THE INPUT:
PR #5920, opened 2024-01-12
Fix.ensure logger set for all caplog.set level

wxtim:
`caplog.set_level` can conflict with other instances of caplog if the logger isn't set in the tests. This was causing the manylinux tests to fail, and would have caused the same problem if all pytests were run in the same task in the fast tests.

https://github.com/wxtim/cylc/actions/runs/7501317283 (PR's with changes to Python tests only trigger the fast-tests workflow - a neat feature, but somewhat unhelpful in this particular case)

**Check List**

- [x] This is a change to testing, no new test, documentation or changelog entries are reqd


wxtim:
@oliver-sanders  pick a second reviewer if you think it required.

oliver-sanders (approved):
...
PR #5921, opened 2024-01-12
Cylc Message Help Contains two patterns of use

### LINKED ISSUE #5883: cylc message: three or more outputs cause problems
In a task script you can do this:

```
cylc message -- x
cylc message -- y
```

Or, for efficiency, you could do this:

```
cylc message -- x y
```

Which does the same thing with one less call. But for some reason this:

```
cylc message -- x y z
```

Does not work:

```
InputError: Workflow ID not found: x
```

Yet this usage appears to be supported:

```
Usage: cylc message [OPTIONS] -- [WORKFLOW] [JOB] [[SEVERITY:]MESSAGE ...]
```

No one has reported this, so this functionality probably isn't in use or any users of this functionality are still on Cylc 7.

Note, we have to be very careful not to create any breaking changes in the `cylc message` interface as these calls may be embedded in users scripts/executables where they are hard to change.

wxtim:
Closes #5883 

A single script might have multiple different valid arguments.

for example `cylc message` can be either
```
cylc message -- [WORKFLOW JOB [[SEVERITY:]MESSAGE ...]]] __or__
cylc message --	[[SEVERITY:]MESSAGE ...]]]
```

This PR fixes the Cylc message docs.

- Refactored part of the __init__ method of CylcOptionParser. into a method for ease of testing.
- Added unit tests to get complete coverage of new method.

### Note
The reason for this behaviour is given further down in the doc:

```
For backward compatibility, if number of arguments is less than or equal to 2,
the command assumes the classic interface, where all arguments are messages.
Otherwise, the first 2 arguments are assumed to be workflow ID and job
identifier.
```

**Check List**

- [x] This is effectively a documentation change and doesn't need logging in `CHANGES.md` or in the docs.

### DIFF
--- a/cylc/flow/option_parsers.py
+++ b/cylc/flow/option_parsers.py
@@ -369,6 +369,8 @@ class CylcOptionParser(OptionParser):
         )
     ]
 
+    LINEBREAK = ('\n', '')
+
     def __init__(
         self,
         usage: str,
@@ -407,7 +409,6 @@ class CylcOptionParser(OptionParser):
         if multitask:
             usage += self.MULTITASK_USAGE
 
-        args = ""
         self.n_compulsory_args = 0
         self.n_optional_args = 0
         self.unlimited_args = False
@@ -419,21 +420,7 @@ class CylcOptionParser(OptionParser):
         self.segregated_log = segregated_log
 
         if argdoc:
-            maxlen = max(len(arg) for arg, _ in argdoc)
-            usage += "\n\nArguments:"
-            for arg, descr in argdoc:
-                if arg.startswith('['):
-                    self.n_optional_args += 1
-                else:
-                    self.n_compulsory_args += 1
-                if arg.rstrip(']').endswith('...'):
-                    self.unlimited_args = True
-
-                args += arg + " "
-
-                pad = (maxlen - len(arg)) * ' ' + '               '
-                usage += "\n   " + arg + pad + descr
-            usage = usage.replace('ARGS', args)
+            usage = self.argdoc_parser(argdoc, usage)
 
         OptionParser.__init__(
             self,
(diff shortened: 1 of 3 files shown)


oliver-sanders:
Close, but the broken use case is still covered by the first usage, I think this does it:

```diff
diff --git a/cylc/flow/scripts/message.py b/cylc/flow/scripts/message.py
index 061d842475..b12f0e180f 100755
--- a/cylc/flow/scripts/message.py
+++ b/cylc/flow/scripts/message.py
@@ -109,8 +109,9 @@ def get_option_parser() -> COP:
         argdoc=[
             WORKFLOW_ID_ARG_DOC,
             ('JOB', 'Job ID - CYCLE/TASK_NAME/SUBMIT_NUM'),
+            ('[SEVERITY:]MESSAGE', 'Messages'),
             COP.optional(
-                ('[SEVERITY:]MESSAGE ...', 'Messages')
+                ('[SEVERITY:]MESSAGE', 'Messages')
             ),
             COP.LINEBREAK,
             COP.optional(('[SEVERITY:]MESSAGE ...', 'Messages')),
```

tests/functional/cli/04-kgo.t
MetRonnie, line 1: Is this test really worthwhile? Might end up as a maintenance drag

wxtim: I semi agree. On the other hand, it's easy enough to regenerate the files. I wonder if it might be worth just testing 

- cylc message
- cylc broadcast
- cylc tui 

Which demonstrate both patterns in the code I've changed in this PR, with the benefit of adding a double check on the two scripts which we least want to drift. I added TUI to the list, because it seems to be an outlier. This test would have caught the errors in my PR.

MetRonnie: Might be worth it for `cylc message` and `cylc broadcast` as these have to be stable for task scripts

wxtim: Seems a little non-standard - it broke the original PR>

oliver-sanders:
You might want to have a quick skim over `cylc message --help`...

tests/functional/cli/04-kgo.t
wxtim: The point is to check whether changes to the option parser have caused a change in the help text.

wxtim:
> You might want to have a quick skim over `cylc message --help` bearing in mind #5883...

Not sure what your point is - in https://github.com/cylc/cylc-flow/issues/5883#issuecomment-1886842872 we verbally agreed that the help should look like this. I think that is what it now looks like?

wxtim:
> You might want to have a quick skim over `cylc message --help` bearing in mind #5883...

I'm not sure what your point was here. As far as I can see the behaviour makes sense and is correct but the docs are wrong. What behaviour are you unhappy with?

WHAT TO PRODUCE: For the string "less", show each line of the listing where it appears.

RESULT FOR THIS TASK:
Which does the same thing with one less call. But for some reason this:
For backward compatibility, if number of arguments is less than or equal to 2,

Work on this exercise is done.